Maxing out your 401k plan early can end up making you lose money, but you can prevent that. Find out how!

Starting early with retirement savings usually leads to better growth over time. However, according to experts, maxing out your 401k too early in the year could result in lost employer contributions, unless your plan includes a special feature.

Most 401(k) plans offer an employer match, where the company adds extra money to your account based on what you contribute. Generally, to get the full match, you need to contribute a certain percentage of your income with each paycheck throughout the year.

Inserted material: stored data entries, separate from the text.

PR #187, opened 2023-08-31
feat: Stack viewer

wl-stepp:
A viewer for acquisitions run from pymmcore-plus. Let me know your thoughts, happy to adjust so that it fits into the pymmcore-widgets 'philosophy'.


src/pymmcore_widgets/_mda/_stack_viewer.py
```diff
@@ -0,0 +1,284 @@
...
+        time_plan={"interval": 0.5, "loops": 20},
+        axis_order="tpcz",
+    )
+
+    datastore = QLocalDataStore([40, 1, 2, size, size], mmcore=mmcore)
+    w = StackViewer(sequence=sequence, mmcore=mmcore, datastore=datastore)
+    w.show()
+
+    mmcore.run_mda(sequence)
+    qapp.exec_()
```
tlambert03, line 284: can you move this block to a file in `examples`?

src/pymmcore_widgets/_mda/_util/_labeled_slider.py
```diff
@@ -0,0 +1,127 @@
...
+            setattr(self, function, func)
+
+        self.current_value = QtWidgets.QLabel()
+        self.current_value.setText("0")
+        self.current_value.setAlignment(QtCore.Qt.AlignLeft)
+        self.current_value.setSizePolicy(
+            QtWidgets.QSizePolicy.Fixed, QtWidgets.QSizePolicy.Fixed
+        )
+
+        self.play_btn = QtWidgets.QPushButton("▶")
```
tlambert03, line 47: ultimately, i'd like to use a font icon rather than a UTF8 glyph here.  see here for an example:

https://github.com/pymmcore-plus/pymmcore-widgets/blob/54c240c2e41f5fb27dfb0a085e22f2215def6d18/src/pymmcore_widgets/_snap_button_widget.py#L74

`MDI6.play` and `MDI6.stop` would be a good match I suppose

src/pymmcore_widgets/_mda/_util/_labeled_slider.py
```diff
@@ -0,0 +1,127 @@
+from qtpy import QtCore, QtGui, QtWidgets
+
+
+class QLabeledSlider(QtWidgets.QWidget):
```
tlambert03, line 4: as mentioned elsewhere, would be good if we could use the superqt labeled slider and just add play buttons and stuff to that.  I can have a look at that:

https://pyapp-kit.github.io/superqt/widgets/qlabeledslider/

src/pymmcore_widgets/_mda/_stack_viewer.py
```diff
@@ -0,0 +1,284 @@
+import copy
+
+import numpy as np
+from pymmcore_plus import CMMCorePlus
+from qtpy import QtCore, QtGui, QtWidgets
+from useq import MDASequence
+
+from pymmcore_widgets._mda._datastore import QLocalDataStore
+from pymmcore_widgets._mda._util._channel_row import ChannelRow
```
tlambert03, line 9: if vispy wasn't installed, this import of ChannelRow would cause an `ImportError` without the useful message below.  that needs to be resolved

src/pymmcore_widgets/_mda/_datastore.py
```diff
@@ -0,0 +1,89 @@
...
+import numpy.typing as npt
+from pymmcore_plus import CMMCorePlus
+from qtpy import QtCore, QtWidgets
+from useq import MDAEvent
+
+DIMENSIONS = ["t", "c", "z"]
+
+
+class QLocalDataStore(QtCore.QObject):
+    """DataStore that connects directly to the mmcore frameReady event and saves the data for
```
tlambert03, line 13: one-line PEP-257-style docstrings

src/pymmcore_widgets/_mda/_stack_viewer.py
```diff
@@ -0,0 +1,284 @@
...
+
+        if sequence is not None:
+            dims = [x for x in sequence.sizes.keys() if sequence.sizes[x] > 0]
+        else:
+            dims = DIMENSIONS
+        dims.remove("c")
+        self.sliders = []
+        for dim in dims:
+            slider = LabeledVisibilitySlider(dim, orientation=QtCore.Qt.Horizontal)
+            slider.valueChanged[int, str].connect(self.on_display_timer)
```
tlambert03, line 168: avoid using signal overloads ... they have variable support across different qt backends, and are phased out in qt6

tlambert03 (commented):
thanks a lot @wl-stepp! ... as mentioned elsewhere, I definitely want to have a non-napari stack viewer in here.  This is great.

I'll have a number of comments and requests, probably over a few iterations, so please bear with me :)

one thing that we can get started on is the pre-commit failures.  There are plenty of linting and typing errors that we'll need to resolve eventually (we enforce relatively strict typing rules here).  I'm happy to fix those and push to your branch if you want, or you can take a stab at it if you prefer and ask questions if any of the rules are confusing.
(you can pip install `pre-commit` locally then run `pre-commit run -a` to check as you go)

wl-stepp:
Yeah sure, definitely to be seen as work in progress. Will work on it, thanks for the comments.

src/pymmcore_widgets/_mda/_stack_viewer.py
wl-stepp: Added the try/except to the channel row. We could think about not using vispy there at all, but just QColors or something, then translate to vispy colormaps only in the StackViewer.

src/pymmcore_widgets/_mda/_stack_viewer.py
wl-stepp: Interesting, didn't know, sorry. Will handle that when modifying the slider to use the superqt slider.

src/pymmcore_widgets/_mda/_stack_viewer.py
tlambert03: agreed.  could also consider using `cmap` (https://cmap-docs.readthedocs.io/en/latest/) ... which is a minimal-dependency library I created to be able to use colormaps without assuming a specific platform (works for matplotlib, vispy, napari, etc...)

tlambert03:
@wl-stepp ... in case you missed the PR to your branch (sometimes people miss those), I made a version that uses superqt slider here: https://github.com/wl-stepp/pymmcore-widgets/pull/2

wl-stepp:
Not sure why these two tests keep failing.
Windows fatal exception: access violation
@tlambert03 can you help?

tests/test_stack_viewer.py
```diff
@@ -0,0 +1,39 @@
...
+    datastore = QLocalDataStore(shape=(3, 1, 2, 512, 512), mmcore=mmcore)
+    canvas = StackViewer(mmcore=mmcore, datastore=datastore)
+    canvas.show()
+    qtbot.addWidget(canvas)
+    mmcore.run_mda(sequence)
+    if qtbot:
+        with qtbot.waitSignal(datastore.frame_ready, timeout=5000):
+            pass
+        with qtbot.waitSignal(datastore.frame_ready, timeout=5000):
+            pass
```
tlambert03, line 26: i think just waiting for `events.sequenceFinished` would probably fix it here, but just to be safe, let's also use the non-threaded version (`mmcore.mda.run`) for the test:

```suggestion
    with qtbot.waitSignal(mmcore.mda.events.sequenceFinished):
        mmcore.mda.run(sequence)
```

wl-stepp:
Failing on  tests/test_group_preset_widget.py::test_edit_group

tlambert03:
hey @wl-stepp.  Thanks for continuing to work on this.  I've been thinking about it a lot... here are some general thoughts I have:

- I see this as a very high value and useful feature, so definitely want to get it in, but also want to think carefully about the API and generalizability of it.  (really, a lightweight qt nd stack viewer that doesn't pull in all of napari's dependencies and load time is of general usefulness... and I can also imagine something like it being upstreamed to superqt)
- The datastore pattern is very similar to patterns we already have in napari-micromanager (for viewing data as it comes out of pymmcore-plus) as well as in pymmcore-plus itself, where a similar pattern would be needed for a file writer (https://github.com/pymmcore-plus/pymmcore-plus/pull/29).  It's not dissimilar to the "DataHandler" protocol I mentioned in https://github.com/pymmcore-plus/pymmcore-plus/pull/247.  So, while I'm open to just including it as is in an experimental capacity, it's a likely target for refactoring in the interest of unifying all of these very similar downstream applications.
- The store itself uses a greedy numpy array shaped as large as the experiment, which can lead to [memory issues](https://github.com/pymmcore-plus/napari-micromanager/issues/143).  In napari-micromanager, @ianhi  implemented a [zarr-backed datastore](https://github.com/pymmcore-plus/napari-micromanager/pull/145) that works nicely and grows with the experiment.  Not saying that needs to be a part of this here, but it would be nice to think ahead to how this could be more of a swappable array interface, and less tied to an in-memory numpy array.
- Ultimately, I'd love it if the stack viewer didn't need to be so rigid as to what it expects from the experiment in terms of shape. It could grow as it sees new dimensions and/or indices (that's harder with a numpy-backed store, but conceivable either way...).  And since each new frame comes with the `event.index`, it's easy enough to put it into an ever-growing array.
- Note, I was inspired by the color picker and have a PR at superqt implementing a [full colormap picker](https://github.com/pyapp-kit/superqt/pull/195) and [individual color picker](https://github.com/pyapp-kit/superqt/pull/194) ... we could eventually use those here.

These are all "aspirations" and not requirements for this PR.  But I think what I'd like to do here is put this all into an `experimental` namespace.  Something where you can immediately start using it, but where nobody expects the API to be stable and we can iterate on it.  How does that sound to you?

wl-stepp:
Hey @tlambert03,

Yes, sounds all very reasonable to me. An experimental namespace sounds like a good idea. We might have this in use on a microscope reasonably soon, I'm sure there will be a lot of things that come up then.

>     * The datastore pattern is very similar to patterns we already have in napari-micromanager (for viewing data as it comes out of pymmcore-plus) as well as in pymmcore-plus itself, where a similar pattern would be needed for a file writer ([First pass at MDA writers pymmcore-plus#29](https://github.com/pymmcore-plus/pymmcore-plus/pull/29)).  It's not dissimilar to the "DataHandler" protocol I mentioned in [feat: add listeners_connected utility pymmcore-plus#247](https://github.com/pymmcore-plus/pymmcore-plus/pull/247).  So, while I'm open to just including it as is in an experimental capacity, it's a likely target for refactoring in the interest of unifying all of these very similar downstream applications.
>
>     * The store itself uses a greedy numpy array shaped as large as the experiment, which can lead to [memory issues](https://github.com/pymmcore-plus/napari-micromanager/issues/143).  In napari-micromanager, @ianhi  implemented a [zarr-backed datastore](https://github.com/pymmcore-plus/napari-micromanager/pull/145) that works nicely and grows with the experiment.  Not saying that needs to be a part of this here, but it would be nice to think ahead to how this could be more of a swappable array interface, and less tied to an in-memory numpy array.


Yes, this seemed like the lowest effort quick solution to this. I will have a look at the others and we can try to come up with something more long-term.

>     * Ultimately, I'd love it if the stack viewer didn't need to be so rigid as to what it expects from the experiment in terms of shape. It could grow as it sees new dimensions and/or indices (that's harder with a numpy-backed store, but conceivable either way...).  And since each new frame comes with the `event.index`, it's easy enough to put it into an ever-growing array.

The numpy array grows if an index exceeds the available space (https://github.com/wl-stepp/pymmcore-widgets/blob/a41dfde19673769a89f0780fee2ddf7f001cbb99/src/pymmcore_widgets/_mda/_datastore.py#L79)
But that's very slow for this implementation as a numpy array, something zarr based should be much faster there I expect.

Looking forward to keep working on this together!

tlambert03:
Sounds good!

tlambert03:
hey @wl-stepp, as soon as you want to have this in main under the `experimental` namespace, let me know.  or if there are bits you want to discuss...   
As mentioned, I see this as a feature that we'll keep iterating on, but no reason not to get this in if it's something you are using.

wl-stepp:
Ok, this version runs decent on our scope for now. I think we could put it into an experimental namespace if you want to. I would do another round of edits trying to be less opinionated about the sequence of events coming in towards the end of February. I think that should be possible and worth it now with the zarr storage in the background.
I'm not in the office at the moment, so response times might be a little longer.

tlambert03:
I just pulled it and played with it a bit.  this is an awesome start!

I'm inclined to just merge this as is, and put it in `pymmcore_widgets.experimental`.  I'd like to play around with it a bit, nothing major, perhaps some GUI tweaks and stuff.  How would you like to go about collaborating on this, without messing up your usage of it?  If we merge into main/experimental, is it ok to keep making PRs and tweaking it and having you review?  will you try to keep using the main version or would that risk you ultimately using a fork version that you know hasn't changed?

tlambert03:
one first thought is that I'd like to see how it feels if the channel controls were entirely in a single line, rather than blocks as they currently are:

image

something more like this:

image

I feel like that might extend to more than 3 channels better (it already is a bit pressed for space at 3 channels)

tlambert03:
to be clear, I'm not suggesting that change needs to happen in this PR, just an example of things we could play with.  Let me know if/when you're good to merge and iterate in this repo.

wl-stepp:
> one first thought is that I'd like to see how it feels if the channel controls were entirely in a single line, rather than blocks as they currently are:
> image
> 
> something more like this:
> image
> 
> I feel like that might extend to more than 3 channels better (it already is a bit pressed for space at 3 channels)

Yes, I like the boxes to see which channel is active for the value info text. But in this setup some other indicator would work better I guess.

wl-stepp:
Should be no problem. I'm really only relying on the events for interaction in the software for the scope. So should be pretty robust against changes like this.

tlambert03:
thanks again!  I moved some stuff around, created a new `_stack_viewer` folder (the `_mda` folder is probably going away eventually, it mostly has the old MDA widgets), created an `experimental` module with the `StackViewer`, and did some very minor other things like removed the private import from `superqt.cmap`.  Will merge after tests pass!  thanks so much for getting this going @wl-stepp!

tlambert03:
the sporadic test fails on py3.10 pyside6 are legitimate, I'm able to reproduce them (occasionally) locally in a python 3.10 environment.  Usually, it happens only at the end, after all the tests pass successfully, with errors like:

```
zsh: segmentation fault  pytest tests/test_stack_viewer.py -v -x
zsh: bus error  pytest tests/test_stack_viewer.py
```

but occasionally you'll also get them like this:

```
tests/test_stack_viewer.py .....Fatal Python error: Bus error

Current thread 0x00000001de4d9000 (most recent call first):
  Garbage-collecting
```

wl-stepp:
I was not able to pin it down to one of the tests. If I run them individually I can't reproduce. I do get a garbage collection warning for test_connection_warning running individually.

```
gc:0: ResourceWarning: gc: 1 uncollectable objects at shutdown; use gc.set_debug(gc.DEBUG_UNCOLLECTABLE) to list them
```
Not sure why, but might be connected to signalling here. But it's also not the direct cause for the errors above, as those also occur if I comment out the connection_warning test.

tlambert03:
Yeah I suspect it's an aberrant connection or failed cleanup somewhere.  I'm not terribly worried about it in the short term, but I don't want tests to be failing on main.  So, we could skip the tests for now on the failing platforms on CI, but it would need to be fixed before coming out of experimental

wl-stepp:
Ok, I'll try to put some time aside in the next weeks for adjustments to be more agnostic to the sequence and we'll see if that has an impact already.

wl-stepp:
I get the access violation error when the log file is blocked by another process. Maybe related...

wl-stepp:
Ok, interaction test seems to work with the new strategy to add images only when needed. Now we're back to the segmentation and access violation fails.

wl-stepp:
Ok, not sure where else to look.
With Pyside6 and python 3.10 I get a couple of left open widgets when running locally for different tests:
```
ERROR tests/test_core_state.py::test_core_state_unchanged[MDASequenceWidget] - AssertionError: topLevelWidgets remaining after 'test_core_state.py::test_core_state_unchanged': [<PySide6.QtWidgets.QWidget(0x21e88d27a10) at 0x0000021E87CB9940>]
ERROR tests/test_mda_widget.py::test_mda_widget_load_state - AssertionError: topLevelWidgets remaining after 'test_mda_widget.py::test_mda_widget_load_state': [<PySide6.QtWidgets.QLabel(0x21e9223d500) at 0x0000021E8AF29480>]
ERROR tests/test_mda_widget.py::test_mda_buttons - AssertionError: topLevelWidgets remaining after 'test_mda_widget.py::test_mda_buttons': [<PySide6.QtWidgets.QLabel(0x21e9223d500) at 0x0000021E8AF29480>, <PySide6.QtWidgets.QLabel(0x21e92235ca0) at 0x0000021E8AFB5F80>]
ERROR tests/test_mda_widget.py::test_mda_methods - AssertionError: topLevelWidgets remaining after 'test_mda_widget.py::test_mda_methods': [<PySide6.QtWidgets.QLabel(0x21e91ea0740) at 0x0000021E932860C0>, <PySide6.QtWidgets.QLabel(0x21e9223d500) at 0x0000021E8AF29480>, <PySide6.QtWidgets.QLabel(0...
ERROR tests/test_useq_widgets.py::test_mda_wdg - AssertionError: topLevelWidgets remaining after 'test_useq_widgets.py::test_mda_wdg': [<pymmcore_widgets._property_widget.RangedFloatWidget(0x21ec1353ff0) at 0x0000021E93345700>, <pymmcore_widgets._property_widget.RangedFloatWidget(0x21ec1354650)...
ERROR tests/test_useq_widgets.py::test_mda_wdg_load_save[json] - AssertionError: topLevelWidgets remaining after 'test_useq_widgets.py::test_mda_wdg_load_save': [<pymmcore_widgets._property_widget.RangedFloatWidget(0x21ec1353ff0) at 0x0000021E93345700>, <pymmcore_widgets._property_widget.RangedFloatWidget(0x21...
ERROR tests/test_useq_widgets.py::test_mda_wdg_load_save[foo] - AssertionError: topLevelWidgets remaining after 'test_useq_widgets.py::test_mda_wdg_load_save': [<pymmcore_widgets._property_widget.RangedFloatWidget(0x21ec1353ff0) at 0x0000021E93345700>, <PySide6.QtWidgets.QFrame(0x21f1443e880) at 0x0000021E933...
ERROR tests/test_useq_widgets.py::test_proper_checked_index - AssertionError: topLevelWidgets remaining after 'test_useq_widgets.py::test_proper_checked_index': [<pymmcore_widgets._property_widget.RangedFloatWidget(0x21ec1353ff0) at 0x0000021E93345700>, <PySide6.QtWidgets.QWidget(0x21ed771c010) at 0x0000021...
ERROR tests/test_useq_widgets.py::test_mda_wdg_with_autofocus - AssertionError: topLevelWidgets remaining after 'test_useq_widgets.py::test_mda_wdg_with_autofocus': [<pymmcore_widgets._property_widget.RangedFloatWidget(0x21ec1353ff0) at 0x0000021E93345700>, <PySide6.QtWidgets.QWidget(0x21ebf6e62e0) at 0x00000...
```

In that same environment `pytest -k prop_widget` sometimes crashes while 'pytest -k stack' doesn't seem to...

related: https://blog.xmatthias.com/post/pytest-debug-segfault/

tlambert03:
ok, tests are passing now.  I think most of the problem is coming from the internal connections in StackViewer in the frameReady method (i.e. frameReady -> _redisplay -> _reemit -> frameReady).  That loop seems pretty error prone and likely to work under some conditions but not all, and it looks like pyside6 might be particularly sensitive to it.  Also, testing mouse interactions is always hard, so I removed the `qtbot.mouseMove` calls (which often do fail in a platform specific way) for a more direct approach.  Lastly, I removed as many calls to `qtbot.wait()` as possible.  It's always better to do something a bit more explicit, like wait for a specific signal rather than a time interval.  Here I think the waiting is just providing that frameReady loop enough time to resolve itself. 

I do think we should try to improve what happens on frameReady in subsequent PRs, but since it's in experimental, and since it is useful in its current state, I'm going to just merge as is.  I'd say try not to use the StackViewer programmatically too much for now (just use it via the gui) so as to avoid breaking changes as we refactor it.  

thanks again for the contribution!! super important and super useful.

Some plans, however, have a “true-up” feature. This ensures that if you max out your 401(k) contributions before the year’s end, your employer will still deposit the remaining match amount into your account. “It’s an awesome perk,” says Tommy Lucas, a certified financial planner and enrolled agent at Moisand Fitzgerald Tamayo in Orlando – Florida, but not all plans have it.

In 2022, about 67% of plans that offer matches more than annually had a true-up feature, according to the Plan Sponsor Council of America’s annual survey. Larger companies are more likely to offer true-ups, experts say.

Without a True-Up

Without a true-up, missing part of the company match can be “an absolute nightmare”, Lucas said. Imagine you’re under 50, earning $200,000 annually, and your company offers a 5% 401(k) match without a true-up.

With 26 pay periods and a 20% contribution rate, you’d hit the $23,000 deferral limit after 15 paychecks, receiving only about $5,800 in employer matches. You would miss out on about $4,200 of the potential remaining 5% match for the year, which could have grown substantially over time. To avoid this, spread out your contributions evenly throughout the year and keep an eye on changes such as raises or bonuses, Lucas added.

Check Your Plan

Before deciding on your 401(k) contributions, check if your plan includes a true-up. “That’s one of the things we investigate,” said Dan Galli, a certified financial planner and owner of Daniel J. Galli & Associates in Norwell, Massachusetts.

Look in the “contributions” section of your 401(k) summary plan description for any mention of a true-up. “It’s never going to say, ‘This plan does not have a true-up’”, Galli said. If it’s not clear, ask your human resources department to confirm, this might even encourage your company to add a true-up feature in the future.